### Problem description
Search the entries below for the word "fixed" and copy each line that has it.

Supplied data section start

PR #280, opened 2025-04-26
HAL Monitor

perrintong325:
- HAL Monitor
  - monitors all device errors by request from HAL
  - Logs all device errors, error counts, dead status and peripheral reboot count to sd card
  - graceful reboot when power cycling peripheral line
  - decides how each error should be proceeded
  - regular 24hr reboots

 - All drivers
   - device_errors fn to sample error register

- cubesat
  - new fn to update each device
  - graceful reboot fn for hal monitor
 
- errors
  - all errors from drivers (MIDDLEWARE IS NOW COMPLETELY GONE)
 
- Data Handler
  - fn to support graceful reboot
 
tested on argus 3 with no fuel gauge connected or faulty radio. regular reboot tested with 1 min intervals.


flight/tasks/hal_monitor.py
```diff
@@ -0,0 +1,133 @@
...
+
+    ######################## HELPER FUNCTIONS ########################
+
+    def idx_to_hal_name(self, idx: int):
+        """Return the HAL_IDX field name for a given index, or None if not found."""
+        return _HAL_IDX_INV.get(idx)
+
+    def close_data_process(self):
+        for data_process in DH.get_all_data_processes():
+            data_process.close()
```
Ibrassow, line 36: this is not needed, remove

flight/core/data_handler.py
```diff
@@ -1015,6 +1015,28 @@ def get_data_process(cls, tag_name: str) -> DataProcess:
...
+    @classmethod
+    def restore_data_process_files(cls) -> None:
+        """
+        Restores the data process files by reinitializing them.
+
+        Returns:
+            None
+        """
+        for tag_name in cls.data_process_registry:
+            cls.data_process_registry[tag_name].try_to_reuse_latest_file()
```
Ibrassow, line 1038: remove, this is not needed. All data processes already do it at init time

flight/core/data_handler.py
```diff
@@ -1015,6 +1015,28 @@ def get_data_process(cls, tag_name: str) -> DataProcess:
         """
         return cls.data_process_registry[tag_name]
 
+    @classmethod
+    def graceful_shutdown(cls) -> None:
+        """
+        Gracefully shuts down all data processes by closing their files.
```
Ibrassow, line 1021: 'WARNING: should not be used unless for self-driven reboot. Gracefully shuts down all data processes by closing their files."

emulator/cubesat.py
```diff
@@ -261,32 +306,55 @@ def BATTERY_HEATERS(self):
...
+    def SAMPLE_DEVICE_ERRORS(self) -> dict[str, list[int]]:
+        """SAMPLE_DEVICE_ERRORS: Sample the device errors"""
+        errors = {}
+        for name, device in self._device_list.items():
+            if device.ASIL != ASIL0:
+                if device.device is None and device.dead is False and device.error == Errors.DEVICE_NOT_INITIALISED:
+                    errors[name] = [Errors.DEVICE_NOT_INITIALISED]
+                elif device.device is not None and device.dead is False:
+                    errors[name] = device.device.device_errors
+        return errors
```
Ibrassow, line 360: this is making lots of dynamic allocations every time this is called. Can you at least pre-construct the dict with the keys and keep it stored with the class? Then you just fill the array. (Another level is to pre-allocate even the array tbh and just fill the elements of interest and have a sentinel value)

flight/apps/telemetry/constants.py
```diff
@@ -153,6 +140,110 @@ class STORAGE_IDX:
     DIR_SIZE = const(1)
 
 
+class HAL_IDX:
```
Ibrassow, line 143: Can you have a special error code specifically for DEAD so you can save 1/3 of the array? ~~ 33 bytes * log time * nb files etc That's a lot of space wasted for nothing (RAM, global space, and SD) Once DEAD, you don't care about the other errors (well, you won't have them)

flight/tasks/hal_monitor.py
```diff
@@ -0,0 +1,133 @@
...
+        if result == Errors.NO_REBOOT:
+            self.log_info(f"Device {device_name} has {device_error}, no reboot occured")
+            SATELLITE.update_device_error(device_name, device_error)
+        elif result == Errors.REBOOT_DEVICE:
+            self.log_info(f"Rebooted {device_name} due to error {device_error}")
+        elif result == Errors.GRACEFUL_REBOOT:
+            self.peripheral_reboot_count += 1
+            DH.graceful_shutdown()
+            SATELLITE.graceful_reboot_devices(device_name)
+            DH.restore_data_process_files()
```
Ibrassow, line 85: DH stuff not needed. Can you explain the context here? DH will never need a "reboot" for any peripheral reboot. Only that might need a DH handling is the SD card, but that's it. For the SD card case, I can handle it properly in a separate PR (you can raise an issue assigned to me) as this does not involve only close/opening the files

flight/tasks/hal_monitor.py
```diff
@@ -0,0 +1,133 @@
+# HAL Monitor Task
+# This task is responsible for monitoring the health of the hardware abstraction layer (HAL),
+# performing diagnostics in case of failure, and reporting/logging HAL status.
```
Ibrassow, line 3: Can you add detailed docstrings and comments throughout the task to parse a bit more easily. For such a critical thing, I want to make sure we cover everything with no assumption

Ibrassow (changes requested):

flight/tasks/hal_monitor.py
perrintong325: we need this every time we reboot the peripheral line because that reboots the sd card. if we dont have this everything shits itself

flight/core/data_handler.py
perrintong325: we need this every time we reboot the peripheral line because that reboots the sd card. if we dont have this everything shits itself

flight/apps/telemetry/constants.py
perrintong325: no because we want to know what caused it to die. Akshat and I talked about this and think we should keep it as is.

flight/tasks/hal_monitor.py
perrintong325: well I can't remove this for this pr because this stops everything from running properly. you can change it in another pr but getting rid of this would break the entire pr.

flight/core/task_configuration.py
```diff
@@ -17,4 +18,5 @@
     TASK.ADCS: {"Task": adcs, "Frequency": 5, "Priority": 1},
     TASK.GPS: {"Task": gps, "Frequency": 0.025, "Priority": 3, "ScheduleLater": True},
     TASK.PAYLOAD: {"Task": payload, "Frequency": 0.1, "Priority": 3, "ScheduleLater": True},
+    TASK.HAL_MONITOR: {"Task": hal_monitor, "Frequency": 0.5, "Priority": 1},
```
kmkar31, line 21: Is this feasible and why do we want it this fast? I'd assume a slower hal monitor task will only delay reboots and error handling which seems fine. I'd say make it once a minute

flight/hal/drivers/sx126x.py
```diff
@@ -1480,6 +1483,7 @@ def begin(
         ASSERT(state)
 
         state = self.setOutputPower(power)
+        print(state)
```
kmkar31, line 1486: Does this print statement have to go?

flight/core/task_configuration.py
perrintong325: we talked about it and we said 2s yesterday and it runs fine because it's blcoking. we talked again and think we'll stick with 10s

flight/apps/telemetry/constants.py
Ibrassow: You will get that last error in your telemetry and the file you downlinked. Once your device is dead, you're still wasting all that memory for info you already have

emulator/drivers/imu.py
```diff
@@ -1,4 +1,13 @@
+from hal.drivers.errors import Errors
 from numpy import array
+from ulab import numpy as np
+
+# Failure Probabilities:
+_prob_ = np.array([2, 2, 0.1])  # % of devices that throw [error_code, drop_cmd, fatal_err] fault in a day
+
+_scale_ = -86400 / (np.log(1 - (0.01 * _prob_)))  # exponential distribution scale
+
```
Ibrassow, line 9: Have this in a separate config file (in your format of choice) for all devices for the SIL to be read at SIL init. We shouldn't have to change the SW for those parameters

flight/apps/telemetry/constants.py
Ibrassow: thanks

flight/hal/argus_v3.py
```diff
@@ -716,9 +780,20 @@ class ArgusV3Error:
     }
 
     ASIL_THRESHOLDS = {
-        ASIL1: const(5),  # ASIL 1: Reboot after 5 errors
-        ASIL2: const(3),  # ASIL 2: Reboot after 3 errors
-        ASIL3: const(2),  # ASIL 3: Reboot after 2 errors
+        ASIL1: const(15),  # ASIL 1: Reboot after 15 errors
+        ASIL2: const(9),  # ASIL 2: Reboot after 9 errors
+        ASIL3: const(6),  # ASIL 3: Reboot after 6 errors
```
Ibrassow, line 785: what was the reasoning behind those values?

flight/hal/drivers/bmx160.py
```diff
@@ -666,6 +667,18 @@ def generic_setter(
         else:
             settingswarning(warning_interp)
     """
+    ######################## ERROR HANDLING ########################
+
+    @property
+    def device_errors(self):
+        results = []
+        if self.error_code != BMX160_OK:
+            results.append(Errors.IMU_ERROR_CODE)
```
Ibrassow, line 676: `Errors.IMU_ERROR_CODE` what does that mean? Can we use a more descriptive name?

flight/hal/drivers/drv8235.py
```diff
@@ -37,12 +79,12 @@
...
-_OCP = const(0x03)
-_OVP = const(0x04)
-_TSD = const(0x05)
-_NPOR = const(0x06)
+# _FAULT = const(0x01)
+# _STALL = const(0x02)
+# _OCP = const(0x03)
+# _OVP = const(0x04)
+# _TSD = const(0x05)
+# _NPOR = const(0x06)
```
Ibrassow, line 87: remove dead code/comments

flight/hal/drivers/errors.py
```diff
@@ -8,37 +8,64 @@ class Errors:
...
+    TORQUE_COIL_THERMAL_SHUTDOWN = const(0xB)
+    TORQUE_COIL_EXTENDED_CURRENT_LIMIT_EVENT = const(0xC)
+    TORQUE_COIL_THROTTLE_OUTSIDE_RANGE = const(0xD)
+    TORQUE_COIL_STALL_EVENT = const(0xE)
+
+    # Light Sensor Errors
+    LIGHT_SENSOR_HIGHER_THAN_THRESHOLD = const(0x8)
+    LIGHT_SENSOR_LOWER_THAN_THRESHOLD = const(0x9)
+    LIGHT_SENSOR_OVERFLOW = const(0xA)
+    LIGHT_SENSOR_COVERSION_READY = const(0xB)
```
Ibrassow, line 56: This is an odd name, it doesn't sound like an error (+ typo I think)

flight/hal/drivers/errors.py
```diff
@@ -8,37 +8,64 @@ class Errors:
...
 
     # RTC Errors
-    RTC_LOST_POWER = const(0x10)  # placeholder value
-    RTC_BATTERY_LOW = const(0x11)  # placeholder value
+    RTC_LOST_POWER = const(0x8)
+    RTC_BATTERY_LOW = const(0x9)
 
     # GPS Errors
-    GPS_UPDATE_CHECK_FAILED = const(0x20)  # placeholder value
+    GPS_UPDATE_CHECK_FAILED = const(0x8)
```
Ibrassow, line 29: suspicious that there is only 1 error for the GPS...

flight/tasks/hal_monitor.py
```diff
@@ -0,0 +1,183 @@
...
+                DH.restore_data_process_files()
+                self.log_info("Gracefully rebooted peripheral power line.")
+            self.graceful_reboot_counter = 0
+        else:
+            self.graceful_reboot_counter += 1
+
+        self.log_device_status()
+        DH.log_data(self.log_name, self.log_data)
+        # regular reboot every 24 hours
+        # TODO: delay this if the satellite is at a ground pass
```
Ibrassow, line 179: Raise an issue for  this and reference it as a reply to this comment please

Ibrassow (changes requested):
Please, include hardware fault injection results before any approval

perrintong325:
[hal_monitor_2hr_vibe.txt](https://github.com/user-attachments/files/20071834/hal_monitor_2hr_vibe.txt)
2 hour ish day in the life test on vibe build
bugs:
- using same constant value causing issues when there's the same value for something else, fixed
- rebooting causes some peripherals to be not immediately accessible, to be fixed
notes:
- "Turned on TORQUE_ZP" really just means turned on all coil, will update message
- graceful reboot periph worked as expected

flight/hal/drivers/errors.py
perrintong325: the thing is these are not really errors but flags. i only put them together because they are raised from the same place and i only put it there if other subsystems want to use them. they can be removed

Ibrassow: In general, we should avoid adding stuff that has no immediate use

perrintong325:
[hal_monitor_remove_zp.txt](https://github.com/user-attachments/files/20074335/hal_monitor_remove_zp.txt)
hardware injection test, removed zp halfway through, hal monitor successful caught and disabled the devices on the board, other tasks didn't shit itself
image

flight/hal/argus_v3.py
perrintong325: i have to decrease them back down to what it was, but really just how many times it's really just out of our ass on what we thought is right

perrintong325:
image
manual object wrapper test as imu didn't die in day in the life test by always raising an error in the driver(mag fn):
successfully caught and logged driver level errors, debug messages to show it was correctly logged

perrintong325:
https://drive.google.com/drive/folders/128IwbFlI7A-oHIl0U3m1HFzCDHd03HMd?usp=drive_link
15 hour log, nothing special showed up

emulator/drivers/imu.py
perrintong325: fixed

emulator/drivers/failure_prob.py
```diff
@@ -0,0 +1,29 @@
...
+    _prob_ = 2 * np.ones((2,))  # % of devices that throw [lost_power, battery_low] fault in a day
+
+    scale = -86400 / (np.log(1 - (0.01 * _prob_)))  # exponential distribution scale
+
+
+class imu_prob:
+    # Failure Probabilities:
+    _prob_ = np.array([2, 0.1])  # % of devices that throw [drop_cmd, fatal_err] fault in a day
+
+    scale = -86400 / (np.log(1 - (0.01 * _prob_)))  # exponential distribution scale
```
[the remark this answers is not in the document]
Ibrassow: ALSO, this file reading should be done once at the emulator class level, and then pass the scale thing through arguments in their constructor. No need for unnecessary imports at every emulated drivers

Ibrassow (commented):
Mmh big PR are really bad in general for the reviewers tbh. Let's try to make small incremental PRs next time. 

For all the issues you might have highlighted, can you please raise issues for them for further investigation? Even for those that didn't show up again, better be safe than sorry

Ibrassow:
@ChromeUniverse Can you take over and address the comments?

Supplied data section end

### Worked solution
- using same constant value causing issues when there's the same value for something else, fixed
- rebooting causes some peripherals to be not immediately accessible, to be fixed
perrintong325: fixed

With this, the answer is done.